The interpretation of deep neural networks on tabular data is another important topic that is directly related to the problem of the explainability of machine learning models. The most common approaches for the interpretation of deep neural networks are based on methods employed in the computer vision domain.?
For tabular data sets, it is just as essential to highlight a variable relationship, and many existing methods are based on attention mechanisms. Broadly, research indicates two distinct explainability classes:
? Feature Highlighting Explanations, where techniques seek to explain the behavior of machine learning models instance by instance. These methods aim to understand how all the available inputs to a model are being used to arrive at a certain prediction. This can be done by enforcing local linearity on the deep neural network models, or by accessing the model parameters, if they are known, and using them in order to generate the model explanation. If the model parameters are inaccessible, model-agnostic approaches can be employed, such as? applying surrogate models that are interpretable by design.

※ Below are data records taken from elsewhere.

PR #616, opened 2017-11-29
Fix #454: Adding VC with invalid credentials/ip does not provide warning

### LINKED ISSUE #454: Adding VC with invalid credentials/ip does not provide warning
### Description
Adding VC with invalid credentials/ip does not provide a warning allow you to ignore and continue.

This is a regression from previous behavior.

### Expected Behavior

Show a warning dialog allowing you to ignore the error and continue . The previous warning text also need to be modified to account for domain id

### Actual Behavior

shows invalid errors or just shows unauthorized 

Shows below error in case of bad VC ip. It should first complain about no connection to keystone
image

Shows unauthorized without any corrective action....or allowing you to continue
image

### Steps to Reproduce

1. Add VC with invalid ip

1. Add VC with valid ip and invalid credentials
### Environment
- OSC Version/Build: 1.0.0-SNAPSHOT-56-g3debe76
- Cloud Provider Info: Ocata openstack
- Plugin Info: n/a
- Other: n/a

### Status
- [x] Reproduced
- [x] In Progress

larkinscarvalho:
Adding VC with invalid credentials/ip does not provide warning

## Description
Adding VC with invalid credentials/ip does not provide a warning allow you to ignore and continue.

## Motivation and Context
https://github.com/opensecuritycontroller/osc-core/issues/454

## How Has This Been Tested?
Manually verified. Unit tests are passing.

### DIFF
--- a/osc-server/src/main/java/org/osc/core/broker/util/VirtualizationConnectorUtil.java
+++ b/osc-server/src/main/java/org/osc/core/broker/util/VirtualizationConnectorUtil.java
@@ -19,10 +19,13 @@ package org.osc.core.broker.util;
 import static org.osc.core.common.virtualization.VirtualizationConnectorProperties.ATTRIBUTE_KEY_HTTPS;
 
 import java.io.IOException;
+import java.net.ConnectException;
 import java.util.ArrayList;
 import java.util.Map;
 import java.util.concurrent.atomic.AtomicBoolean;
 
+import org.openstack4j.api.exceptions.AuthenticationException;
+import org.openstack4j.api.exceptions.ConnectionException;
 import org.osc.core.broker.model.entities.virtualization.VirtualizationConnector;
 import org.osc.core.broker.model.plugin.ApiFactoryService;
 import org.osc.core.broker.rest.client.k8s.KubernetesClient;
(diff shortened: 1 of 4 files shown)


larkinscarvalho:
@sudhirappaji Issue was introduced caused by regression. And yes checkOpenstackConnection validates connections with keystone.

osc-server/src/main/java/org/osc/core/broker/util/VirtualizationConnectorUtil.java
```diff
@@ -194,7 +197,11 @@ private void delayedInit() {
                 this.keystoneApi.listProjects();
 
             } catch (Exception exception) {
-                errorTypeException = new ErrorTypeException(exception, ErrorType.PROVIDER_EXCEPTION);
+				if (exception instanceof ConnectionException || exception instanceof AuthenticationException) {
```
arvindn05: why is authentication exception a connect exception? we should provide the correct exceptions and messages for connection vs auth exceptions.

osc-ui/src/main/java/org/osc/core/broker/view/vc/BaseVCWindow.java
```diff
@@ -303,13 +303,20 @@ protected void handleException(final Exception originalException) {
...
             // TODO this exception leaks large amounts of implementation detail out of the API
-            if (errorType == ErrorType.PROVIDER_EXCEPTION) {
-                if (RestClientException.isConnectException(exception) && isOpenstack()) {
-                    // Keystone Connect Exception
-                    contentText = VmidcMessages.getString(VmidcMessages_.VC_CONFIRM_IP, KEYSTONE_CAPTION);
-                }
-            } else if (errorType == ErrorType.CONTROLLER_EXCEPTION) {
-                if (RestClientException.isCredentialError(exception)) {
+			if (errorType == ErrorType.PROVIDER_EXCEPTION) {
+				if (RestClientException.isConnectException(exception) && isOpenstack()) {
```
arvindn05: since we are checking isOpenstack for all the conditions, can we re-structure this if-else ladder to be more consice and clear?

if(isOpenstack()) {
switchcase or a if-else ladder
}

larkinscarvalho:
@arvindn05 Yes. I looked at it and makes sense. I will update the PR.

sudhirappaji:
@larkinscarvalho , could you please update code based on Arvind's feedback?

Issue #627, opened 2018-01-06
Removing VMs from bound Security Group results in referrential integrity error


dmitryintel:
### Description
Deleting VM members from SG while it is bound sometimes fails with referential integrity exceptions.

### Expected Behavior
Should be able to edit SG members while bound.

### Actual Behavior

Removing the original VM fails. 

### Steps to Reproduce
Openstack (mitaka) with two VMS is required. Reproduced on Newton with NSC.

- Create a Security Group with one Virtual Machine. 
- Bind.
- Edit the a second VM while bound. 
- Remove the original VM while bound.
  (or try removing both)

### Additional Information
Stack trace:

2018-01-05 18:48:57,205 [INFO | isc-task-pool-5| o.o.c.b.s.t.c.o.s.SecurityGroupMemberDeleteTask]: Deleting Security Group member from SGNew01
2018-01-05 18:48:57,274 [WARN | isc-task-pool-5| o.o.c.b.j.TaskNode]: Task TaskNode [task=[null], state=RUNNING, status=PASSED, guard=ALL_PREDECESSORS_SUCCEEDED] Failed
org.osgi.service.transaction.control.TransactionRolledBackException: The transaction rolled back due to a failure
        at org.apache.aries.tx.control.service.common.impl.AbstractTransactionControlImpl$TransactionBuilderImpl.doWork(AbstractTransactionControlImpl.java:208)
        at org.apache.aries.tx.control.service.common.impl.AbstractTransactionControlImpl$TransactionBuilderImpl.required(AbstractTransactionControlImpl.java:84)
        at org.apache.aries.tx.control.service.common.impl.AbstractTransactionControlImpl.required(AbstractTransactionControlImpl.java:263)
        at org.osc.core.broker.service.tasks.TransactionalTask.execute(TransactionalTask.java:44)
        at org.osc.core.broker.job.TaskNode.run(TaskNode.java:317)
        at java.util.concurrent.Executors$RunnableAdapter.call(Executors.java:511)
        at java.util.concurrent.FutureTask.run(FutureTask.java:266)
        at java.util.concurrent.ThreadPoolExecutor.runWorker(ThreadPoolExecutor.java:1142)
        at java.util.concurrent.ThreadPoolExecutor$Worker.run(ThreadPoolExecutor.java:617)
        at java.lang.Thread.run(Thread.java:748)
Caused by: org.osgi.service.transaction.control.TransactionException: An error occurred when committing the connection
[...]

PR #630, opened 2018-01-09
Fixing bug #627: can delete bound SGs now.

dmitryintel:
Deleting bound ("binded") security groups or removing members from them -- whithout unbinding first -- used to result in referential integrity exceptions. This was reported as [issue #627](https://github.com/opensecuritycontroller/osc-core/issues/627)

## Description

Changed SecurityGroupMemberDeleteTask to dissociate security group members from ports, networks, etc. Carefully severe the foreign key ties to prevent ReferrentialIntegrityException.

## Motivation and Context

Fixes [issue #627](https://github.com/opensecuritycontroller/osc-core/issues/627).
## How Has This Been Tested?

Tested with OSC PAN plugin, NSC plugin (custom version which supports port groups), Panorama 8.0 and Mitaka Openstack.

- Checked that SG with several Virtual Machine (VM) members can be bound and withstand VM being removed. .
- Checked that SG with several VM members can be bound and deleted.
- Checked that SG with a single Network or Subnet member can be bound and deleted.
Jobs for all these changes used to fail before this fix.

## Types of change

- [x] Bug fix (non-breaking change which fixes an issue)

## Checklist:

- [x] My code follows the [Code style guidelines](https://github.com/opensecuritycontroller/community/blob/master/development/eclipse.md) of this project
- [x] My unit test follow the [Unit test guidelines](https://github.com/opensecuritycontroller/community/blob/master/development/unit_test_guidelines.md)
- [x] Unit test coverage percentage is maintained(increased/remains the same but not decreased)

### DIFF
--- a/osc-server/src/main/java/org/osc/core/broker/service/tasks/conformance/openstack/securitygroup/SecurityGroupMemberDeleteTask.java
+++ b/osc-server/src/main/java/org/osc/core/broker/service/tasks/conformance/openstack/securitygroup/SecurityGroupMemberDeleteTask.java
@@ -16,6 +16,7 @@
  *******************************************************************************/
 package org.osc.core.broker.service.tasks.conformance.openstack.securitygroup;
 
+import java.util.HashSet;
 import java.util.Set;
 
 import javax.persistence.EntityManager;
@@ -33,9 +34,9 @@ import org.osc.core.broker.model.entities.virtualization.openstack.VM;
 import org.osc.core.broker.model.entities.virtualization.openstack.VMPort;
 import org.osc.core.broker.service.persistence.OSCEntityManager;
 import org.osc.core.broker.service.tasks.TransactionalTask;
-import org.slf4j.LoggerFactory;
 import org.osgi.service.component.annotations.Component;
 import org.slf4j.Logger;
+import org.slf4j.LoggerFactory;
 
 @Component(service=SecurityGroupMemberDeleteTask.class)
 public class SecurityGroupMemberDeleteTask extends TransactionalTask {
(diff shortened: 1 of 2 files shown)


osc-server/src/main/java/org/osc/core/broker/service/tasks/conformance/openstack/securitygroup/SecurityGroupMemberDeleteTask.java
```diff
@@ -160,4 +141,66 @@ public String getName() {
...
+    }
+
+    private void deleteFromDB(EntityManager em, Network network) {
+        Set<VMPort> ports = new HashSet<>(network.getPorts());
+        for (VMPort vmPort : ports) {
+            // If the VM was created on behalf of this port, delete it.
+            VM vm = vmPort.getVm();
+            deleteFromDB(em, vmPort);
+            if (vm != null) {
+                vm.removePort(vmPort);
```
arvindn05: isnt this done twice once in the "deleteFromDB(em, vmPort)" call? i think this would be a noop.

osc-server/src/main/java/org/osc/core/broker/service/tasks/conformance/openstack/securitygroup/SecurityGroupMemberDeleteTask.java
```diff
@@ -160,4 +141,64 @@ public String getName() {
...
+     * This method is only called when all the ports are gone.
+     * @param em
+     * @param vm
+     */
+    private void deleteFromDB(EntityManager em, VM vm) {
+        this.log.info("Removing vm " + vm);
+        OSCEntityManager.delete(em, vm, this.txBroadcastUtil);
+    }
+
+    private void deleteFromDB(EntityManager em, Network network) {
```
arvindn05: doesnt look like any difference between this and deleteFromDB(EntityManager em, Network network).

Can we just create a method deleteFromDB(EntityManager em, Set<VMPort> ports)?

? Counterfactual explanations, the main purpose of which is to suggest constructive interventions to deep neural network inputs so that the output can change to the advantage of the end user. Thus, by emphasizing both the feature importance and the recommendation, counterfactual explanations can aid towards model explainability.
Summing up
Summing up, research drawing from a comparison on multiple data sets, has demonstrated that models based on tree-ensembles still outperform deep learning models when dealing with heterogeneous tabular data. The role of applying deep learning methods on tabular data and whether there is a benefit to be gained remains unclear. It is thus thought that a fundamental reorientation of this domain, as well as a refocus on information-preserving representation mechanisms for deep learning with tabular data may be necessary and beneficial.
Many of the challenges for deep neural networks on tabular stem from the heterogeneity of the data, therefore some deep learning solution transforming them into a more suitable homogeneous representation format can significantly boost performance and should be a recommended strategy for real-world applications.
Regularization has also shown to reduce the hypersensitivity and improve the overall performance and robustness of deep neural network models on tabular data. When it comes to interpretability, counterfactual explanations for deep tabular learning can be used to improve the perceived fairness in human-AI interactions, and to enable personalized decision-making
However, the heterogeneity of tabular data renders the deployment of counterfactual explanation methods problematic in practice, and the development of efficient heterogeneous tabular data handling methods in the presence of feasibility constraints remains an open question. Due to the high importance of tabular data to industry, finance and research, novel ideas that can alleviate some of the challenges associated with efficient handling of heterogeneous tabular data can be potentially significant.